• _REQUIREMENT_
Which lines in the data below contain the word "false"? Copy each of them.

• _DATA FOR THIS EXERCISE_
PR #7675, opened 2024-03-15
Allow rendering thread to pause

elizagamedev:
This PR adds a new `pause()` option to the `Engine` `Builder` and a new function `setPaused()` to the `Engine`. While paused, the rendering thread will pause indefinitely for commands as if none are available. As soon as the rendering thread is unpaused, the commands are immediately executed.

### DIFF
--- a/android/filament-android/src/main/java/com/google/android/filament/Engine.java
+++ b/android/filament-android/src/main/java/com/google/android/filament/Engine.java
@@ -240,6 +240,18 @@ public class Engine {
         }
 
         /**
+         * Sets the initial paused state of the rendering thread.
+         *
+         * @param paused Whether to start the rendering thread paused.
+         * @return A reference to this Builder for chaining calls.
+         * @warning Experimental.
+         */
+        public Builder paused(boolean paused) {
+            nSetBuilderPaused(mNativeBuilder, paused);
+            return this;
+        }
+
+        /**
          * Creates an instance of Engine
          *
          * @return A newly created <code>Engine</code>, or <code>null</code> if the GPU driver couldn't
@@ -1189,6 +1201,13 @@ public class Engine {
         nFlush(getNativeObject());
     }
 
+    /**
+     * Pause or resume the rendering thread.
+     * @warning Experimental.
+     */
+    public void setPaused(boolean paused) {
+        nSetPaused(getNativeObject(), paused);
+    }
 
     @UsedByReflection("TextureHelper.java")
     public long getNativeObject() {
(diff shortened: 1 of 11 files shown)


filament/backend/src/CommandBufferQueue.cpp
```diff
@@ -56,6 +57,15 @@ void CommandBufferQueue::requestExit() {
...
 }
 
+void CommandBufferQueue::setPaused(bool paused) {
+    if (paused) {
+        mPaused = true;
+    } else {
+        mPaused = false;
+        mCondition.notify_one();
+    }
+}
```
pixelflinger, line 67: You need to take the lock while updating mPaused otherwise nothing guarantees that the change will be "seen" in the other thread (e.g. because of the caches).

filament/backend/src/CommandBufferQueue.cpp
```diff
@@ -127,7 +137,7 @@ std::vector<CommandBufferQueue::Range> CommandBufferQueue::waitForCommands() con
         return std::move(mCommandBuffersToExecute);
     }
     std::unique_lock<utils::Mutex> lock(mLock);
-    while (mCommandBuffersToExecute.empty() && !mExitRequested) {
+    while ((mCommandBuffersToExecute.empty() || mPaused) && !mExitRequested) {
```
pixelflinger, line 140: maybe make paused `false` by default, which I think is the common case.

pixelflinger (changes requested):
Nice solution!

android/filament-android/src/main/java/com/google/android/filament/Engine.java
```diff
@@ -239,6 +239,18 @@ public Builder featureLevel(FeatureLevel featureLevel) {
             return this;
         }
 
+        /**
+         * Sets the initial paused state of the rendering thread.
```
pixelflinger, line 243: Here we need to document the caveats of this API:
- "buffer" callbacks won't be called until unpaused. So, in particular, if the user is relying on the callbacks to unpause, that would create a deadlock that would be undetectable by us.
- if the user is calling too many APIs that fill up the queue, it will eventually block and since we're not draining it, this will also deadlock. But we can detect that one and assert.

pixelflinger (changes requested):
We need to document the caveats and detect cases that will cause a deadlock. See inline.

elizagamedev:
Okay, everything is addressed properly, I think.

android/filament-android/src/main/java/com/google/android/filament/Engine.java
```diff
@@ -1189,6 +1203,22 @@ public void flush() {
...
+    /**
+     * Pause or resume the rendering thread.
+     *
+     * <p>Warning: This is an experimental API. In particular, note the following caveats.
+     *
+     * <ul><li>
+     * Buffer callbacks will never be called as long as the rendering thread is paused.
+     * Do not rely on a buffer callback to unpause the thread.
+     * </li><li>
+     * While the rendering thread is paused, rendering commands will continued to be queued
```
pixelflinger, line 1215:
```suggestion
     * While the rendering thread is paused, rendering commands will continue to be queued
```

pixelflinger (approved):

• _EXERCISE RESULT_
+        mPaused = false;
pixelflinger, line 140: maybe make paused `false` by default, which I think is the common case.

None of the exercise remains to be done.